• **HOW TO COMPLETE THIS TASK**
Copy each line below that contains "Adds".

• **SUPPLIED DATA**
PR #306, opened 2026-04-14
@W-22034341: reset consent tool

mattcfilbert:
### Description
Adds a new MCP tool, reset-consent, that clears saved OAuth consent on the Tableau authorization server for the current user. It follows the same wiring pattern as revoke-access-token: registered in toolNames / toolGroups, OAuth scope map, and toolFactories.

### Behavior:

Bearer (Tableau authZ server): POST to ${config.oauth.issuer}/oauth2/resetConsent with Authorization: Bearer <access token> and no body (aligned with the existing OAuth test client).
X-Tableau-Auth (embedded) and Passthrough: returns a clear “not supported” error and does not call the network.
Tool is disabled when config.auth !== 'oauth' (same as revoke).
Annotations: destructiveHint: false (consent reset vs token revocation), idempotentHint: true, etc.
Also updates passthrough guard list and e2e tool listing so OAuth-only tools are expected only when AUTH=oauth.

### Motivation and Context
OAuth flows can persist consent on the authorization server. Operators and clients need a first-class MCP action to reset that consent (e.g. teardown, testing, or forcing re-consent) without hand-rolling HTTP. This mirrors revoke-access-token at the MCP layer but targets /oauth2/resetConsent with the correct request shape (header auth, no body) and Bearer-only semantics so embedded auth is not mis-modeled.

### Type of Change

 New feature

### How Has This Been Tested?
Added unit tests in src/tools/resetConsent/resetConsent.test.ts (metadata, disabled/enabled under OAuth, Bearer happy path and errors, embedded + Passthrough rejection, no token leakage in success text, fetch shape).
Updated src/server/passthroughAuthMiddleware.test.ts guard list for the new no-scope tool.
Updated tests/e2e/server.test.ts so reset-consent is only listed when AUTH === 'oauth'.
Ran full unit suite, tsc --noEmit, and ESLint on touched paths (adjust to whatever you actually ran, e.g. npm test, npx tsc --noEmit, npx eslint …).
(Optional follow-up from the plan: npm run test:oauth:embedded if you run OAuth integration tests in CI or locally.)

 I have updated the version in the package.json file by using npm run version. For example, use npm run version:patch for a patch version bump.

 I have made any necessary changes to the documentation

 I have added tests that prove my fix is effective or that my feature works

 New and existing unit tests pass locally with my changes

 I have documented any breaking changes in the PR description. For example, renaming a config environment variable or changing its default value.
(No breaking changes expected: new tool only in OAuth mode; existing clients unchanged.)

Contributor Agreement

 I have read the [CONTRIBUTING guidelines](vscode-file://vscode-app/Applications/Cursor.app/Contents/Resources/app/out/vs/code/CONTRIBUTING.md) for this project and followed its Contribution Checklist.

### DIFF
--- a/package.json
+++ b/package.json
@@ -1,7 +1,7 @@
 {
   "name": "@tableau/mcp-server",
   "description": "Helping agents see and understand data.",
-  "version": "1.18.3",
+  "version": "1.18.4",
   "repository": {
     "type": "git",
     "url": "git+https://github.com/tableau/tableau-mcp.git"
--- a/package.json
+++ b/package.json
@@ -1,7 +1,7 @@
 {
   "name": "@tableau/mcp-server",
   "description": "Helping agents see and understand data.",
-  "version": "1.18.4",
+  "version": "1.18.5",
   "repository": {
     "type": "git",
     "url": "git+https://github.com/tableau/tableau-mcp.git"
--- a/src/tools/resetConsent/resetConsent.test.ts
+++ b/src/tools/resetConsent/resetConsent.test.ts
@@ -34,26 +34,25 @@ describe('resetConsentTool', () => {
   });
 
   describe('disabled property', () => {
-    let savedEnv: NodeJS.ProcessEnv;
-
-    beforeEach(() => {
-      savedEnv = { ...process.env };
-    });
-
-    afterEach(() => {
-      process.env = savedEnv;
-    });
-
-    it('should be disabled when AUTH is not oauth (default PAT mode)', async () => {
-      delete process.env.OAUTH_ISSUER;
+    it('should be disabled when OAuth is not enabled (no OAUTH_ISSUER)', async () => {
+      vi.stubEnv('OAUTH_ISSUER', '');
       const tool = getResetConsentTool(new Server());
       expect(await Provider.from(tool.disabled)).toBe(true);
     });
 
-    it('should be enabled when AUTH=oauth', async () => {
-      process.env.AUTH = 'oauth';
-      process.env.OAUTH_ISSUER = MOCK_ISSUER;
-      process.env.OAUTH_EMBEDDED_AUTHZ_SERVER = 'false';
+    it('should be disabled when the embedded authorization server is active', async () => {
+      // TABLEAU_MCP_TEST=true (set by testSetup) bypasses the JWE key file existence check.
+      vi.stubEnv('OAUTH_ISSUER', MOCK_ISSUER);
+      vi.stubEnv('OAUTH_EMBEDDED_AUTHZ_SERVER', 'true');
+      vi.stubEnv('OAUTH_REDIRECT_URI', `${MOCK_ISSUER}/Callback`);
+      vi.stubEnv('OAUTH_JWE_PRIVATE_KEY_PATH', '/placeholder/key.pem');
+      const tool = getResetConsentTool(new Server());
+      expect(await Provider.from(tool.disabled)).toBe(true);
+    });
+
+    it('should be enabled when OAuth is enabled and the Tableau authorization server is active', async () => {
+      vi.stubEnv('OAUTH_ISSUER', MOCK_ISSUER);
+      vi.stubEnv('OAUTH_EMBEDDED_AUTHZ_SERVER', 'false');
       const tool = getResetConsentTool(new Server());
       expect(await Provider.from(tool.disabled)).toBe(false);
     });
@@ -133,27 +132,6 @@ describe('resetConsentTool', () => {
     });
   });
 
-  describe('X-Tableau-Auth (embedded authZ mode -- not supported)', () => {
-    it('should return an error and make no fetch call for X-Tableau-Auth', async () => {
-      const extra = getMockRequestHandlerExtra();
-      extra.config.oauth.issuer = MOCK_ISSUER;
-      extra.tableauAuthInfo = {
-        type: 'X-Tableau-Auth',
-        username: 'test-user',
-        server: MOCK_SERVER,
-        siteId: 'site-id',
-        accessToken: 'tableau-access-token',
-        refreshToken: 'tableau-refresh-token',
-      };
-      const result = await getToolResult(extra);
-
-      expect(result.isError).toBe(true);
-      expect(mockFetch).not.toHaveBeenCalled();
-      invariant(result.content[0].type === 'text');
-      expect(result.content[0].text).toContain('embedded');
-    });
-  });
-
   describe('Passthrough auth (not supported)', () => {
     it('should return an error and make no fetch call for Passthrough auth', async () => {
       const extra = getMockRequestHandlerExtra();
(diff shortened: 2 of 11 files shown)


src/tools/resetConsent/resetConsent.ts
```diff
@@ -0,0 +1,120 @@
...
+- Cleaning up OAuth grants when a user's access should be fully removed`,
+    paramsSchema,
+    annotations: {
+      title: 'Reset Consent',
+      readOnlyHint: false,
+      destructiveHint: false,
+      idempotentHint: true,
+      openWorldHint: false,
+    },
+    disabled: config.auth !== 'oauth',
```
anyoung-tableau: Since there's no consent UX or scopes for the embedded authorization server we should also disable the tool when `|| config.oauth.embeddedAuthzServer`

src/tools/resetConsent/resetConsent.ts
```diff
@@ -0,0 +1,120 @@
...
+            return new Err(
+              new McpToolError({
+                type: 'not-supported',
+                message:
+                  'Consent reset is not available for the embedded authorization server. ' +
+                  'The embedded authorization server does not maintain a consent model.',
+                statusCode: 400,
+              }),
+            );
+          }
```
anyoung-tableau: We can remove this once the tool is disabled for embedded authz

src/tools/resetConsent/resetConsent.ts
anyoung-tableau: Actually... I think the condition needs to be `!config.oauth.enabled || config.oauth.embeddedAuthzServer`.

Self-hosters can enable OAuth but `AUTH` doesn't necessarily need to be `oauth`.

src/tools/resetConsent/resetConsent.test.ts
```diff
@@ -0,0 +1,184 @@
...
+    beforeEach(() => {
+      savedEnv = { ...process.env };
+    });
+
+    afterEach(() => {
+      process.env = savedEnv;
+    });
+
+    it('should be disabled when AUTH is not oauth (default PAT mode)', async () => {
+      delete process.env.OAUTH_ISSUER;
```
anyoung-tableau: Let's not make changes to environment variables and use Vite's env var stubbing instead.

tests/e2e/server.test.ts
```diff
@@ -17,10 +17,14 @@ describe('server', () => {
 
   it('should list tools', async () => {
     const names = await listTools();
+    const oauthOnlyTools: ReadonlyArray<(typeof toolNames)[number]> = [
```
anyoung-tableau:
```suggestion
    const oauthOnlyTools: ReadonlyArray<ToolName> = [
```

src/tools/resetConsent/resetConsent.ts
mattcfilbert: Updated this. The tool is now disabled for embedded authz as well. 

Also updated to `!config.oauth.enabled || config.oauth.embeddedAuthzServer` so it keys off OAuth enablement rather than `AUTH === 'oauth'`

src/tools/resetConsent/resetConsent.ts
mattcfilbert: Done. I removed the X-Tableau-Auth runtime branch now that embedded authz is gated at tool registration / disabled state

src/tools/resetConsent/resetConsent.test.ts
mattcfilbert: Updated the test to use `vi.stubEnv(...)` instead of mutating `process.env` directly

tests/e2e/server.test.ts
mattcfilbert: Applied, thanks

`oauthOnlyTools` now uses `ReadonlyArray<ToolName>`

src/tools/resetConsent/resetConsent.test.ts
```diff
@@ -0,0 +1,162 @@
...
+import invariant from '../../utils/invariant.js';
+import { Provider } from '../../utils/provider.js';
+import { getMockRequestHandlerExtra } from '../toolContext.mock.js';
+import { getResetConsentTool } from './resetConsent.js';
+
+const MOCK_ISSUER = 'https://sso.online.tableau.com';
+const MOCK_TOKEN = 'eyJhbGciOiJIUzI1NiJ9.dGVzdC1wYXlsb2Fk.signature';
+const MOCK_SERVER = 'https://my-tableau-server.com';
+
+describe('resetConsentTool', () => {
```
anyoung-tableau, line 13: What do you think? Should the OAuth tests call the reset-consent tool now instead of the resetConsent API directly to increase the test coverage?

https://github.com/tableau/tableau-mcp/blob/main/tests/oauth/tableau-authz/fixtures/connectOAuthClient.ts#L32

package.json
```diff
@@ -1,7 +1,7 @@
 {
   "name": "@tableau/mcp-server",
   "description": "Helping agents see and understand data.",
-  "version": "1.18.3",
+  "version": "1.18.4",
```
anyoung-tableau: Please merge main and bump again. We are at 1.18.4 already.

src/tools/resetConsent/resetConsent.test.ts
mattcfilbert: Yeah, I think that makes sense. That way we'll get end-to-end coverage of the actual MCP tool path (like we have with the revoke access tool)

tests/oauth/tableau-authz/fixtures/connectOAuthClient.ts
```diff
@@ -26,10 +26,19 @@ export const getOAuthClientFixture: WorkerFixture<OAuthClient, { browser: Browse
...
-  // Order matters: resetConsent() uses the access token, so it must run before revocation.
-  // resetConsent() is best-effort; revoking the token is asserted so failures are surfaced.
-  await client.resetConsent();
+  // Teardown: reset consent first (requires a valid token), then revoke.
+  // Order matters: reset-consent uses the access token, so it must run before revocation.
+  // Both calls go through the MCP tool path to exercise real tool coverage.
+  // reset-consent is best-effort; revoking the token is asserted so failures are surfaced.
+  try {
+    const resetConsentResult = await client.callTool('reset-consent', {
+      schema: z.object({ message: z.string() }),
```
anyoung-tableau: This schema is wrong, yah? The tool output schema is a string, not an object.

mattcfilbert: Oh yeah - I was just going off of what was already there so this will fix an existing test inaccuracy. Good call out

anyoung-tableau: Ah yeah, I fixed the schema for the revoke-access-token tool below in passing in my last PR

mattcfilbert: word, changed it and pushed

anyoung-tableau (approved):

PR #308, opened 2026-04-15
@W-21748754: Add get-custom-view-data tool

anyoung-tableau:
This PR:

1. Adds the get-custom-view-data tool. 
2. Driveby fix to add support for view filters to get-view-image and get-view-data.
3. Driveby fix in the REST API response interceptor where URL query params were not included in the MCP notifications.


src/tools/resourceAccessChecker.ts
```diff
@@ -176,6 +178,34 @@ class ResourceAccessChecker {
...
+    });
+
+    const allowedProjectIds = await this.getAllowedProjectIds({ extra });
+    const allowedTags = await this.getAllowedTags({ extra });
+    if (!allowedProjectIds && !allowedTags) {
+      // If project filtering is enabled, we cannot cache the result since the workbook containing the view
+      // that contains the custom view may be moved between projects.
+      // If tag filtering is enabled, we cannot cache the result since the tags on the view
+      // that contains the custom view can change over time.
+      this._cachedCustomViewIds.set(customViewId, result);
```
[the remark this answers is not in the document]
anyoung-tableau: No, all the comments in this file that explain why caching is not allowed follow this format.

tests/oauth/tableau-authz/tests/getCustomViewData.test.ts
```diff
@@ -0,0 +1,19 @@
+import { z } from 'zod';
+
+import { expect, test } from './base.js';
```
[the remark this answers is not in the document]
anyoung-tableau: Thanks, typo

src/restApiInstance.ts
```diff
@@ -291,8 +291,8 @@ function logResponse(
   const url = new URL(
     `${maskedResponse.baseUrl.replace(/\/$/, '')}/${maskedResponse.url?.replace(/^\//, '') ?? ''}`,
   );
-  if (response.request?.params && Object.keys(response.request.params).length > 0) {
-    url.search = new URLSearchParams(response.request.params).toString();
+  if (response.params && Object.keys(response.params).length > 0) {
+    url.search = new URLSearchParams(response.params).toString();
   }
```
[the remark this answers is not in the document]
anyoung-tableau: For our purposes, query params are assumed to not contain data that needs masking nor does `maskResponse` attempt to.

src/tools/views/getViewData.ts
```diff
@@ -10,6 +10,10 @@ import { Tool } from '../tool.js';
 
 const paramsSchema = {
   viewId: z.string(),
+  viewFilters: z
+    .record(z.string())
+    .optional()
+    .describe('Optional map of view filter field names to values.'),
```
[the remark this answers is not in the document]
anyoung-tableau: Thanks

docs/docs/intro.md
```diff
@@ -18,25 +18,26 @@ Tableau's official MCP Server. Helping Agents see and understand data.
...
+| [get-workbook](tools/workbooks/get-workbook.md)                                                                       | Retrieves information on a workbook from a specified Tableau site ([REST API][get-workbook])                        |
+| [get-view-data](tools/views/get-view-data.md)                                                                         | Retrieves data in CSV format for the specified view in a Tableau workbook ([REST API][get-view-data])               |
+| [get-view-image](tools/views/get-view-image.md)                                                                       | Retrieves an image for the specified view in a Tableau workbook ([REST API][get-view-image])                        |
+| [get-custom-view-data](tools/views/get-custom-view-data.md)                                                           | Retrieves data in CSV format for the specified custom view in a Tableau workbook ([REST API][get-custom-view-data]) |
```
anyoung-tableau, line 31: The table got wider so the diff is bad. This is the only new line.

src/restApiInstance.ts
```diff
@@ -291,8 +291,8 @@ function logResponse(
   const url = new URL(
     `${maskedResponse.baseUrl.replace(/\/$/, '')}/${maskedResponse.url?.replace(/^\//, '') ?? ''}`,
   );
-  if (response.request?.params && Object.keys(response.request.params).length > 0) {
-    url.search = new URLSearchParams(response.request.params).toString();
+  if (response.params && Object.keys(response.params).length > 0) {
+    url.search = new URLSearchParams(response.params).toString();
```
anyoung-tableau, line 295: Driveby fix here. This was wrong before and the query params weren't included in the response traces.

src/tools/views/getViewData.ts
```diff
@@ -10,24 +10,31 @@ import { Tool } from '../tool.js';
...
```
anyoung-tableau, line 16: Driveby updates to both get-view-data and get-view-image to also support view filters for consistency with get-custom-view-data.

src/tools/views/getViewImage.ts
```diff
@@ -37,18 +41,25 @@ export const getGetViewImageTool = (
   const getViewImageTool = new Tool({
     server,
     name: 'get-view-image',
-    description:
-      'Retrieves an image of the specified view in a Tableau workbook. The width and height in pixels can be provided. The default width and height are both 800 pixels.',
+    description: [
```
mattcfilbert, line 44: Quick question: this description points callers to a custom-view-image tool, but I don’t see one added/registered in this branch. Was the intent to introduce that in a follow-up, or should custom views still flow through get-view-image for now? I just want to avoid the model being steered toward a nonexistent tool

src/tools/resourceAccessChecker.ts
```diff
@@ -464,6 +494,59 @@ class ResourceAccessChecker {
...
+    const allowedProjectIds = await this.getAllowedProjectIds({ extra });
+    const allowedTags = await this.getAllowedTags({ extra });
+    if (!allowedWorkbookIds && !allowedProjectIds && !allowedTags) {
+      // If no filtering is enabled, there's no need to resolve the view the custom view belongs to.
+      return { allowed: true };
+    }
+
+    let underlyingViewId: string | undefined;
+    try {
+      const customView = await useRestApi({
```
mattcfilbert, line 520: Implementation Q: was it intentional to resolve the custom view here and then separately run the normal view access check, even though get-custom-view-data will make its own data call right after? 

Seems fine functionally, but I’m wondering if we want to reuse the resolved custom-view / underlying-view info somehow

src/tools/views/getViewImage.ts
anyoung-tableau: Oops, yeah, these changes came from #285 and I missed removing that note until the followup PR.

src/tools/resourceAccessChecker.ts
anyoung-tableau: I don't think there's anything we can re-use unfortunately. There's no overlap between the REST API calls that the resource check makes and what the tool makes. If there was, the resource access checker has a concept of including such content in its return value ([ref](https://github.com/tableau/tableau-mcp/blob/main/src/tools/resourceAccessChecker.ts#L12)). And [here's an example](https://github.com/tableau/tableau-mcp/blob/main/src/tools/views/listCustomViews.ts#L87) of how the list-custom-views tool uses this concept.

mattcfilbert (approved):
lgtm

• **OUTPUT OF THE EXERCISE**
Adds a new MCP tool, reset-consent, that clears saved OAuth consent on the Tableau authorization server for the current user. It follows the same wiring pattern as revoke-access-token: registered in toolNames / toolGroups, OAuth scope map, and toolFactories.
1. Adds the get-custom-view-data tool. 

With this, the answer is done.